06-240/Classnotes For Thursday November 9

Review of Last Class

 Problem. Find the rank (the dimension of the image) of a linear transformation T whose matrix representation is the matrix A shown on the right. $A=\begin{pmatrix}0&2&4&2&2\\4&4&4&8&0\\8&2&0&10&2\\6&3&2&9&1\end{pmatrix}$.
 Theorem 1. If $T:V\to W$ is a linear transformation and $P:V\to V$ and $Q:W\to W$ are invertible linear transformations, then the rank of T is the same as the rank of QTP. Proof. Owed. Theorem 2. The following row/column operations can be applied to a matrix A by multiplying it on the left/right (respectively) by certain invertible "elementary matrices": Swap two rows/columns Multiply a row/column by a nonzero scalar. Add a multiple of one row/column to another row/column. Proof. Semi-owed.
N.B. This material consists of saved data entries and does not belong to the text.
PR #837, opened 2018-10-23
tests: update hello_events tests for hw

tswhison:
Fix bug in fpgad. The fme.x/errors/fatal_errors was renamed to
fme.x/errors/catfatal_errors in the driver.

### DIFF
--- a/testing/hello_events/test_hello_events_c.cpp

Solution of the problem. using these (invertible!) row/column operations we aim to bring A to look as close as possible to an identity matrix, hoping it will be easy to determine the rank of the matrix we get at the end:

 Do Get Do Get 1. Bring a 1 to the upper left corner by swapping the first two rows and multiplying the first row (after the swap) by 1 / 4. $\begin{pmatrix}1&1&1&2&0\\0&2&4&2&2\\8&2&0&10&2\\6&3&2&9&1\end{pmatrix}$ 2. Add ( − 8) times the first row to the third row, in order to cancel the 8 in position 3-1. $\begin{pmatrix}1&1&1&2&0\\0&2&4&2&2\\0&-6&-8&-6&2\\6&3&2&9&1\end{pmatrix}$ 3. Likewise add ( − 6) times the first row to the fourth row, in order to cancel the 6 in position 4-1. $\begin{pmatrix}1&1&1&2&0\\0&2&4&2&2\\0&-6&-8&-6&2\\0&-3&-4&-3&1\end{pmatrix}$ 4. With similar column operations (you need three of those) cancel all the entries in the first row (except, of course, the first, which is used in the canceling). $\begin{pmatrix}1&0&0&0&0\\0&2&4&2&2\\0&-6&-8&-6&2\\0&-3&-4&-3&1\end{pmatrix}$ 5. Turn the 2-2 entry to a 1 by multiplying the second row by 1 / 2. $\begin{pmatrix}1&0&0&0&0\\0&1&2&1&1\\0&-6&-8&-6&2\\0&-3&-4&-3&1\end{pmatrix}$ 6. Using two row operations "clean" the second column; that is, cancel all entries in it other than the "pivot" 1 at position 2-2. $\begin{pmatrix}1&0&0&0&0\\0&1&2&1&1\\0&0&4&0&8\\0&0&2&0&4\end{pmatrix}$ 7. Using three column operations clean the second row except the pivot. $\begin{pmatrix}1&0&0&0&0\\0&1&0&0&0\\0&0&4&0&8\\0&0&2&0&4\end{pmatrix}$ 8. Clean up the row and the column of the 4 in position 3-3 by first multiplying the third row by 1 / 4 and then performing the appropriate row and column transformations. Notice that by pure luck, the 4 at position 4-5 of the matrix gets killed in action. $\begin{pmatrix}1&0&0&0&0\\0&1&0&0&0\\0&0&1&0&0\\0&0&0&0&0\end{pmatrix}$

But the matrix we now have represents a linear transformation S satisfying $S(v_1,\,v_2,\,v_3,\,v_4\,v_5)=(w_1,\,w_2,\,w_3,\,0,\,0)$ for some bases $(v_i)_{i=1}^5$ of V and $(w_j)_{j=1}^4$ of W. Thus the image (range) of S is spanned by {w1,w2,w3}, and as these are independent, they form a basis of the image. Thus the rank of S is 3. Going backward through the "matrix reduction" process above and repeatedly using theorems 1 and 2, we find that the rank of T must also be 3.